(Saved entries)
#####

PR #322, opened 2020-03-11
static password: add BEPO keyboard layout

dagheyman:
Port of https://github.com/Yubico/yubikey-personalization-gui/commit/e23ee929e67f13e704818cb0a3ce622231d2027e

With this change, there is no longer any keyboard layout for static passwords in yubikey-personalization-gui not also available in ykman CLI (FYI @klali ). We should direct users that wish to add more layouts to this project.

### DIFF
--- a/ykman/scancodes/__init__.py
+++ b/ykman/scancodes/__init__.py
@@ -34,10 +34,10 @@ class KEYBOARD_LAYOUT(Enum):
     MODHEX = modhex.scancodes
     US = us.scancodes
     DE = de.scancodes
-    NORMAN = norman.scancodes
     FR = fr.scancodes
     IT = it.scancodes
     BEPO = bepo.scancodes
+    NORMAN = norman.scancodes
 
 
 def encode(data, keyboard_layout=KEYBOARD_LAYOUT.MODHEX):
--- a/ykman/scancodes/__init__.py
+++ b/ykman/scancodes/__init__.py
@@ -27,7 +27,7 @@
 
 from __future__ import absolute_import
 from enum import Enum
-from . import us, de, fr, it, modhex, norman
+from . import us, de, fr, it, modhex, norman, bepo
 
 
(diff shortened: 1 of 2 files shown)


ykman/scancodes/__init__.py
```diff
@@ -27,16 +27,17 @@
 
 from __future__ import absolute_import
 from enum import Enum
-from . import us, de, fr, it, modhex, norman
+from . import us, de, fr, it, modhex, norman, bepo
```
emlun: Is it time to sort these? :smile:

ykman/scancodes/__init__.py
```diff
@@ -27,16 +27,17 @@
...
 
 class KEYBOARD_LAYOUT(Enum):
     MODHEX = modhex.scancodes
     US = us.scancodes
     DE = de.scancodes
-    NORMAN = norman.scancodes
     FR = fr.scancodes
     IT = it.scancodes
+    BEPO = bepo.scancodes
+    NORMAN = norman.scancodes
```
emlun: Is it time to sort these? :smile:

dagheyman: I did sort them from default to most obscure..

ykman/scancodes/__init__.py
dagheyman: We don't currently sort imports in anyway right? If we decide to I think we should do it across the project. I looked quickly if Black supports this, but doesn't look like it https://github.com/psf/black/issues/333

ykman/scancodes/__init__.py
emlun: Ah, I see. :)

ykman/scancodes/__init__.py
emlun: Not really, no. I've been doing it for new imports but it's indeed not uniform across the project. There are tools like `isort` for doing it automatically if we want to, but never mind for now.

PR #323, opened 2020-03-12
drivers: improve error handling and debugging

dagheyman:
- Move to lists instead of generators when dealing with the drivers, to be able to reason about the full set of drivers available. For example if we have two yubikeys reporting CCID mode enabled, but only one CCID reader visible to the OS, something might be wrong.

- Add some debug logging when the there is no drivers available for the transports asked for.

### DIFF
--- a/ykman/descriptor.py
+++ b/ykman/descriptor.py
@@ -153,27 +153,24 @@ def get_descriptors():
 
 
 def _list_drivers(transports):
+    res = []
     if TRANSPORT.CCID & transports:
         try:
-            for dev in open_ccid():
-                if dev:
-                    yield dev
+            res.extend(open_ccid())
         except smartcard.pcsc.PCSCExceptions.EstablishContextException:
             logger.debug('Failed to establish CCID context. '
                          'Is the pcscd/smart card service running?')
     if TRANSPORT.OTP & transports:
-        for dev in open_otp():
-            if dev:
-                yield dev
+        res.extend(open_otp())
     if TRANSPORT.FIDO & transports:
-        for dev in open_fido():
-            if dev:
-                yield dev
+        res.extend(open_fido())
+    return res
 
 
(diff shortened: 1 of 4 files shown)


fdennis:
I think this looks good. Perhaps the `res` list should be renamed to something like `devices`?

dagheyman:
> I think this looks good. Perhaps the `res` list should be renamed to something like `devices`?

Good point, fixed

dagheyman:
Does this looks reasonable @dainnilsson @emlun ?

dainnilsson:
I seem to recall there being a reason for having this as a generator. I don't recall the specifics, but I think when looking for a particular device we want to be able to stop once it is found, rather than open additional devices at that point. Not sure if this need was due to functional issues or just a speed optimization.

dagheyman:
> I seem to recall there being a reason for having this as a generator. I don't recall the specifics, but I think when looking for a particular device we want to be able to stop once it is found, rather than open additional devices at that point. Not sure if this need was due to functional issues or just a speed optimization.

Good call, this does indeed increase the time of for example the list command:

(first this branch then master)
```
(yubikey-manager-e7d64SWw) $ time ykman list
YubiKey 4 [OTP+FIDO+CCID] Serial: 5970500
YubiKey NEO [OTP+FIDO+CCID] Serial: 5500151

real    0m3,833s
user    0m0,319s
sys     0m0,067s
(yubikey-manager-e7d64SWw) $ git checkout master
Switched to branch 'master'
Your branch is up to date with 'origin/master'.
(yubikey-manager-e7d64SWw) $ time ykman list
YubiKey 4 [OTP+FIDO+CCID] Serial: 5970500
YubiKey NEO [OTP+FIDO+CCID] Serial: 5500151

real    0m0,462s
user    0m0,316s
sys     0m0,063s
```

Maybe there is a better way to design this, will not merge this one.

PR #331, opened 2020-03-26
No kill scdaemon

dagheyman:


fdennis:
Want to make sure I don't misunderstand, but you write "Maybe a simple alias that always kills scdaemon before running ykman could work?", but doesn't that leave us with the same problem? Users would still be surprised by this I think. Do App Stores think it is fine to kill scdaemon before running ykman?

dagheyman:
> Want to make sure I don't misunderstand, but you write "Maybe a simple alias that always kills scdaemon before running ykman could work?", but doesn't that leave us with the same problem? Users would still be surprised by this I think. 

Sorry, I meant document how users can create their own alias if they are using gpg as well. Like 
```
$ alias ykman2="killall gpg-agent && ykman"
```
 or similar.

> Do App Stores think it is fine to kill scdaemon before running ykman?

No, they typically don't allow you to kill other running processes.

PR #335, opened 2020-05-03
Add --password-stdin option to ykman oath

dcepelik:
Instead of reading the password from the terminal device, read the
password from stdin. This makes it easy to pipe the password from
another command, e.g. pass.

If both -p PASSWORD and -S are provided, the password provided on stdin takes precedence.

### DIFF
--- a/ykman/cli/oath.py
+++ b/ykman/cli/oath.py
@@ -28,6 +28,7 @@
 from __future__ import absolute_import
 import click
 import logging
+import sys
 from threading import Timer
 from binascii import b2a_hex, a2b_hex
 from .util import (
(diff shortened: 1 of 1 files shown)


dagheyman:
Thanks for the contribution!

However, can't this be solved with command substitution and similar techniques? I'm hesitant to add this flag to the oath commands only, since no other ykman command (like piv, fido etc) has this option.

Example:
```
$ ykman oath --password "$(cat pw.txt)" code
```

dcepelik:
Hi @dagheyman, no problem.

> $ ykman oath --password "$(cat pw.txt)" code

Of course, that's not the issue. The issue is that providing the password on the command line is inherently insecure, as it leads to the password becoming part of the process details, i.e. visible in e.g. top or ps aux listing; and all users on the system can see it.

(There are ways to get around that, e.g. hidepid, but they don't seem to be universally supported. Furthermore, that sounds like a complicated work-around where the correct solution is not accepting the password as an argument in the first place.)

In retrospect, I've found a solution using expect (I will clean it up and paste it later), but it seems that ykman should make it easy to do the right thing.

The option should probably be added to other sub-commands where applicable, I just don't use those yet and didn't have the time to add it. I agree that's an inconsistency.

dainnilsson:
Tha handling around this has been improved in ykman 4.0. As before, if no password is provided one will be prompted for on stdin. Now, piping the password to the command should function as expected, making this flag unneeded.

PR #348, opened 2020-06-12
add Bandit security scanner and suppress some of the warnings

dagheyman:
This adds [Bandit](https://github.com/PyCQA/bandit) integration as a pre-commit hook, which also runs on GitHub actions.

It also either fixes or suppresses some of the warnings:
- Add logging to empty Exception blocks
- Suppress warnings for use of SHA1 in a HMAC contexts
- Suppress warning for use of ECB in relation to the PIV management key
- Drop one use of assert, convert one use of assert to a regular check
- Suppress warning for use of subprocess module, HTTPSConnection, the word "secret" in some constants

To run bandit manually:

`$ bandit -r .`

Note that exclude directories are defined in the `.bandit` config file as well as in the pre-commit config.

I opted for suppressing warnings directly in the code with the `# nosec` syntax, since we already do that for flake8 exceptions and it provides an opportunity to explain why something is suppressed as well.

### DIFF
--- a/ykman/driver_ccid.py
+++ b/ykman/driver_ccid.py
@@ -300,14 +300,10 @@ def kill_scdaemon():
                 killed = True
     except ImportError:
         # Works for Linux and OS X.
-        pids = subprocess.check_output(  # nosec
-            "ps ax | grep scdaemon | grep -v grep | awk '{ print $1 }'",
-            shell=True).strip()
-        if pids:
-            for pid in pids.split():
-                subprocess.call(['kill', '-9', pid])  # nosec
+        return_code = subprocess.call(  # nosec
+            ['/usr/bin/pkill', '-9', 'scdaemon'])
+        if return_code == 0:
             killed = True
-
     if killed:
         time.sleep(0.1)
     return killed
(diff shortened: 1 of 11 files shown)


ykman/driver_ccid.py
```diff
@@ -300,12 +300,12 @@ def kill_scdaemon():
...
     except ImportError:
         # Works for Linux and OS X.
-        pids = subprocess.check_output(
+        pids = subprocess.check_output(  # nosec
             "ps ax | grep scdaemon | grep -v grep | awk '{ print $1 }'",
             shell=True).strip()
         if pids:
             for pid in pids.split():
-                subprocess.call(['kill', '-9', pid])
+                subprocess.call(['kill', '-9', pid])  # nosec
```
nevun, line 308: I think it would be better to replace both of these subprocess calls with one:

subprocess.call(["/usr/bin/pkill", "-9", "scdaemon"])                                                                                                   

This works on macOS and on Linux, /usr/bin/pkill is the correct path on macOS, OpenBSD, FreeBSD, ArchLinux, Debian, Ubuntu and Fedora (yes, I checked all of them now).  

This reduced the number of warnings from bandit from 5 to 2.

dagheyman: Agreed, fixed.

PR #353, opened 2020-08-07
Improve listing of invalid/unsupported certificates in piv

dainnilsson:
Avoid breaking the loop in `ykman piv info` if one certificate can't be shown.


dainnilsson:
Already fixed in main.

Issue #361, opened 2020-10-03
AttributeError: '_Ed25519PrivateKey' object has no attribute 'key_size'


yawnt:
- YubiKey Manager (ykman) version: 3.1.1
- How was it installed?: ArchLinux AUR
- Operating system and version: ArchLinux (5.8.10)
- YubiKey model and version: Yubikey 5 NFC (5.2.6)
- Bug description summary: ykman throws AttributeError when importing .pem key

Steps to reproduce
---

```
$ openssl genpkey -algorithm Ed25519 -out ca.pem
$ ykman piv import-key 9a ca.pem
```

Expected result
---

Key is imported into slot 9A

Actual results and logs
---

```
$ ykman piv import-key 9a ca.pem
Enter PIN: 
Traceback (most recent call last):
  File "/usr/bin/ykman", line 33, in <module>
    sys.exit(load_entry_point('yubikey-manager==3.1.1', 'console_scripts', 'ykman')())
  File "/usr/lib/python3.8/site-packages/ykman/cli/__main__.py", line 273, in main
    cli(obj={})
  File "/usr/lib/python3.8/site-packages/click/core.py", line 829, in __call__
    return self.main(*args, **kwargs)
  File "/usr/lib/python3.8/site-packages/click/core.py", line 782, in main
    rv = self.invoke(ctx)
  File "/usr/lib/python3.8/site-packages/click/core.py", line 1259, in invoke
    return _process_result(sub_ctx.command.invoke(sub_ctx))
  File "/usr/lib/python3.8/site-packages/click/core.py", line 1259, in invoke
    return _process_result(sub_ctx.command.invoke(sub_ctx))
  File "/usr/lib/python3.8/site-packages/click/core.py", line 1066, in invoke
    return ctx.invoke(self.callback, **ctx.params)
  File "/usr/lib/python3.8/site-packages/click/core.py", line 610, in invoke
    return callback(*args, **kwargs)
  File "/usr/lib/python3.8/site-packages/click/decorators.py", line 21, in new_func
    return f(get_current_context(), *args, **kwargs)
  File "/usr/lib/python3.8/site-packages/ykman/cli/piv.py", line 411, in import_key
    _check_key_size(ctx, controller, private_key)
  File "/usr/lib/python3.8/site-packages/ykman/cli/piv.py", line 982, in _check_key_size
    if (private_key.key_size == 1024
AttributeError: '_Ed25519PrivateKey' object has no attribute 'key_size'
```

[...]

PR #371, opened 2021-01-04
Improve type-checking for imported keys.

EliZucker:
This PR adds reasonable output for cases like those seen in [issue #361](https://github.com/Yubico/yubikey-manager/issues/361).

I modified `_check_key_size()` to only verify key size if applicable, and then added additional checking for the call to `controller.import_key()` — which will throw an exception when a certain key/algorithm is not supported. A similar try/except already exists in `generate_key()`'s call to `controller.generate_key()`, but I couldn't find a reason it shouldn't exist here as well.

### DIFF
--- a/ykman/cli/piv.py
+++ b/ykman/cli/piv.py
@@ -410,11 +410,14 @@ def import_key(
     _check_touch_policy(ctx, controller, touch_policy)
     _check_key_size(ctx, controller, private_key)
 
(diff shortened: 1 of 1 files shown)


dainnilsson:
Thank you for the contribution! The code around this has changed a lot in the `next` branch, and the error message there has been improved.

#####

WHAT YOU HAVE TO DO: Both the first line of the data above and the line with "(diff shortened: 1 of 2 files shown)" must be included; please return exactly those lines and the ones between them.

OUTPUT FOR THIS TASK:
PR #322, opened 2020-03-11
static password: add BEPO keyboard layout

dagheyman:
Port of https://github.com/Yubico/yubikey-personalization-gui/commit/e23ee929e67f13e704818cb0a3ce622231d2027e

With this change, there is no longer any keyboard layout for static passwords in yubikey-personalization-gui not also available in ykman CLI (FYI @klali ). We should direct users that wish to add more layouts to this project.

### DIFF
--- a/ykman/scancodes/__init__.py
+++ b/ykman/scancodes/__init__.py
@@ -34,10 +34,10 @@ class KEYBOARD_LAYOUT(Enum):
     MODHEX = modhex.scancodes
     US = us.scancodes
     DE = de.scancodes
-    NORMAN = norman.scancodes
     FR = fr.scancodes
     IT = it.scancodes
     BEPO = bepo.scancodes
+    NORMAN = norman.scancodes
 
 
 def encode(data, keyboard_layout=KEYBOARD_LAYOUT.MODHEX):
--- a/ykman/scancodes/__init__.py
+++ b/ykman/scancodes/__init__.py
@@ -27,7 +27,7 @@
 
 from __future__ import absolute_import
 from enum import Enum
-from . import us, de, fr, it, modhex, norman
+from . import us, de, fr, it, modhex, norman, bepo
 
 
(diff shortened: 1 of 2 files shown)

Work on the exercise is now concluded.